> **YOUR TASK**:
In the data below, find each line that contains the word "appears" and copy it.

> **DATA UNDER STUDY**:
PR #2197, opened 2024-07-07
Bundle Runestone files into _static on build

ascholerChemeketa:
This implements what I believe @bnmnetp wants for Runestone assets in PreTeXt books - local copies in _static.

The PTX HTML build outputs links for RS assets as per this logic:
1) If the user has a stringparam set indicating they are developing runestone, the pretext script outputs links that will match those output by RS's webpack config in dev mode. The assumption is the user will be building their own RS assets to `_static/runestone`

2) Otherwise, the normal process is followed to find the current version of RS - look at debug flag; query server; default to what PreTeXt specifies. 

   Once the version is identified, pretext script attempts to download it and unpack it to `_static/runestone`. Future builds that need the same RS version will not redownload the assets.

   If the download is successful or files already exist, generate links that point to the production version of tiles in `_static/runestone`. 

  If the download can't be done, generate links that point to the Runestone CDN.

Has a partner PR in Runestone:
https://github.com/RunestoneInteractive/rs/pull/497

### DIFF
--- a/pretext/pretext.py
+++ b/pretext/pretext.py
@@ -3556,6 +3556,51 @@ def _runestone_services(params):
     altrs_version = services.xpath("/all/version")[0].text
     return (altrs_js, altrs_css, altrs_cdn_url, altrs_version)
 
+# todo - rewrite other code that does similar things to use this function?
+def get_web_asset(url):
+    """Get the contents of an http request"""
+    try:
+        import requests
+    except ImportError:
+        msg = 'The "requests" module is not available and is necessary for downloading files.'
+        log.debug(msg)
+        raise Exception(msg)
+
+    try:
+        services_response = requests.get(url)
+    except requests.exceptions.RequestException as e:
+        msg = '\n'.join(['There was a network problem while trying to download "{}"',
+                            'and the reported problem is:',
+                            '{}'
+                            ])
+        log.debug(msg.format(url, e))
+        raise Exception(msg.format(url, e))
+
+    # Check that an online request was "OK", HTTP response code 200
+    response_status_code = services_response.status_code
+    if response_status_code != 200:
+        msg = '\n'.join(["The file {} was not found",
+                            "the server returned response code {}"
+                            ])
+        log.debug(msg.format(url, response_status_code))
+        raise Exception(msg.format(url, response_status_code))
+
+    return services_response.content
+
+def download_file(url, dest_filename):
+    """Write a web asset to a local file"""
+    contents = get_web_asset(url)
+    try:
+        import pathlib
+        output_file = pathlib.Path(dest_filename)
+        output_file.parent.mkdir(exist_ok=True, parents=True)
+
+        with open(dest_filename, 'wb') as f:
+            f.write(contents)
+        print(dest_filename, "downloaded")
+    except Exception as e:
+        raise Exception("Failed to save download", dest_filename)
+
 def html(
     xml, pub_file, stringparams, xmlid_root, file_format, extra_xsl, out_file, dest_dir
 ):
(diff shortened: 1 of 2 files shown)


rbeezer:
Working visually on fone.  Looks good in principle.  Please advise on coordination with the RS PR.  (Unless it is there, will go look now.)

bnmnetp:
I believe the two can be done independently.  but this one should definitely go first. @ascholerChemeketa do you agree?

ascholerChemeketa:
Consulted with @bnmnetp on Discord. Agreed that for now better to leave RS files directly in `_static`. 

Updated to do so.

This does mean we are declaring RS files "special" - they essentially own the top level of `_static`. Anything else that gets bundled into `_static` will need to be in a subdir (like pretext already is) to avoid possible collisions.

bnmnetp:
I have merged RunestoneInteractive/rs#497 So feel free to merge away here.

dbrianwalton:
The corresponding RS PR has a comment about the webpack...xml (services file), but I don't see the creation of that file in the current flow described on https://runestone-monorepo.readthedocs.io/en/latest/javascript_feature.html 

It appears that the current Runestone workflow does not create the webpack_static_imports.xml file that would be needed -- or is that also no longer going to be needed?

dbrianwalton:
To clarify my comment, let me describe my understanding of the *old* and *new* methods.

The current/old (before debug.rs.dev) approach to working with the Runestone files in a development setting is to call `npm run build`, then `python scripts/dist2xml.py test`, and then copy contents of `runestone/dist` into `output/web/_static/test` (albeit with the `output/web/` controlled by the project/publication data).

I think the new approach uses `npm run build` with an extra option that pushes the built files directly into a folder, with that folder specified as the `output/web/_static` folder. PreTeXt will separately add additional `js` and `css` files specific to PreTeXt into the same `_static` folder.

Whenever the pretext.py needs to access instances in temporary directories, such as when my code needs to generate the dynamic_substitutions, we need a hook to pull the Runestone files for the single-page files to work properly. I am ultimately not concerned about whether the Runestone files are at the `_static` folder level, but if the only place they are stored is in `output/web/_static/`, then that folder is also going to contain the `js` and `css` files the PreTeXt also pushes there.

It would be nice if there was something comparable to the generated or external directories that are automatically copied over. Even if there was a string-param that pointed to `interactives/runestone/dist` or something. (I do appreciate the idea of building runestone directly to the output folder so that we don't need to rebuild PreTeXt every time while working on the Runestone javascript.)

rbeezer:
Looking at this now.  Recent comments are really for @bnmnetp ?

ascholerChemeketa:
Short version... there are going to have to be some changes to pretext.py to enable what @dbrianwalton wants to do. It is indeed a new use case. I don't **think** it will fundamentally change what is done in this PR, so I would suggest merging it so he can easily build a new PR on top of it.

Longer responses to comments coming in a few...

dbrianwalton:
I don't know if the comments are for @bnmnetp or @ascholerChemeketa . Having the RS files eventually get to the root of output/web/_static seems to be what Brad needs. I'm trying to think through how this relates to static extraction if those files also need to be copied to temp directories—I'm trying to work through this in parallel.

This implementation assumes that someone externally inserts the RS files into that output directory (part of the Runestone npm run build step). I just want to raise the issue that this doesn't work well for temp directories. Maybe just need another stringparam to say where to pull from? I can do this later if needed.

ascholerChemeketa:
I just replied to the email chain with my "long" response.

@dbrianwalton 

The more I think about it, the more I like the quick and dirty version - just non-recursively copy _static to the temp folder used by build. Currently it does require a successful HTML build first that places the RS files in `_static`. But it would not be hard to modify `dynamic_substitutions()` to grab the files from the RS CDN and place them into `_static` if they are not there.

I think trying to cache the files into a `generated` like directory is going to cause more issues than it fixes.

rbeezer:
Thanks for doing a very nice job on this.  It looks great.  Questions and comments in decreasing order of importance.  I'll likely dig into this now, remove some whitespace, cosmetic edits, etc and merge.  So I can make later changes or you can, but not here right now, I think.

Lots to chew on.  Sorry.  We could chat at Drop-In Tuesday (won't make Thursday, it appears).

*  I like how you prevent re-loading the webpack stuff.  But I worry a bit about inspecting the final destination (not the ever-changing temp directory).  And especially with the CLI frequently taking matters into their own hands.  These downloads are authors and publishers doing builds.  Maybe not a great load on the RS servers?  Less than millions of readers getting a point release into their cache?  We could ping the CLI on `-dev` to see if this final resting place is OK to interrogate?  (Perhaps they trash it anyway from build to build?)
*  Does `dist-1.2.3.gz` need to hang around?  Could a test for a new version interrogate the version number in `webpack_static_imports.xml`?
*  Just thought of this one - would several versions of these files accumulate in `_static`?  I think the CLI does a "clean" before deploying, but others may not realize the accumulation?  Like my website-update script.  ;-)
*  There seems to be a corresponding `*.gz` file for almost (but not all) of the files.  Are they needed?  Can they be filtered out when unpacking?
*  The CLI likes to talk about "assets".  I might change references to Runestone assets to be "Runestone services" to avoid confusion.
*  "Override the Runestone manifest" - PreTeXt makes **another** (critical) manifest file for RS.  So this would be a bit confusing.  Renaming to "Runestone services file", or similar.
*  Do you think it would help readability to move the RS download routine into a function of its own?  Maybe too many parameters to pass?  Though that might clarify/hide a few things about what is involved.  Maybe.
*  I might do additional work to name the Runestone services file back to its RS name.  Less confusion.
*  I consider the absence of `_static/runestone` as technical debt.  I hope we can convince @bnmnetp  to not have this be a non-performing loan on our books.  ;-)

ascholerChemeketa:
The hardest question in my mind is to what degree things in the output directory are treated as a cache or not. 

The CLI defaults to cleaning it on each build, but that can be overridden. I think that is the right approach. Leaving the existing output in place and overbuilding it should be something done when debugging a book (rebuilding parts of it) or debugging pretext itself.

That does mean more traffic for the CDN as the check for "do we have the files in `_static` will fail on a full build.

How many book builds are there in a day? Hundreds on average? Thousands on a busy day? I guess that is a question for @bnmnetp. Also, once books are bundling their own RS assets, every book page that is not on Runestone's server but using RS interactives will no longer ping the RS server for the files on page load, so that should be less traffic.

@dbrianwalton's need for the RS files during static generation would complicate things. But the least complex option is to have `dynamic_substitutions` do a similar file check. If the output directory exists and wasn't wiped, those files get used. Otherwise, it ends up re-downloading the files. Asset generation is likely even less common than book building, so that doesn't sound awful.

If the CDN traffic is an issue, we could cache RS files to some `generated` like directory. But that is going to be its own can of worms. 

* `dist-1.2.3.gz` file is just serving as "proof of existing copy of RS files". Yes, that could go away and `webpack_static_imports.xml` could be interrogated for the version.
* `gz` files could be filtered out and would not be hard to do. But maybe better to not even include them in the bundle that RS produces? Their use case is only on a webserver server that is configured to assume they are there. They belong in the build for the live version of files on the RS CDN, but maybe not in the version designed for use for inclusion in a book. The number of authors that will happen to be serving their book in an environment configured to use those files will likely be small. And they represent ~6MB of the ~14MB total size of the `dist.1.2.3.gz file`. Pruning them would significantly reduce the amount of data sent from the CDN.  @bmntp - does your deployment process on RS depend on the final `.gz` having all of those individual `.gz` files?

All the verbiage notes make sense.

@rbeezer Let me know if you want me to update the `dist-1.2.3.gz` part of the PR.

rbeezer:
Switched the PreTeXt side to use the `webpack_static_imports.xml` filename, at 569cfd62b6ea59e349a56d920e13621dbb53a652

Got rid of the `pathlib` module use, since I abhor that module, at 527e723f1a213713a4196dbde48d990c937d174f.  :-(

Done for now.  So, @ascholerChemeketa you are free to make some of the discussed improvements.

> **RESPONSE TO THE TASK**:
It appears that the current Runestone workflow does not create the webpack_static_imports.xml file that would be needed -- or is that also no longer going to be needed?
Lots to chew on.  Sorry.  We could chat at Drop-In Tuesday (won't make Thursday, it appears).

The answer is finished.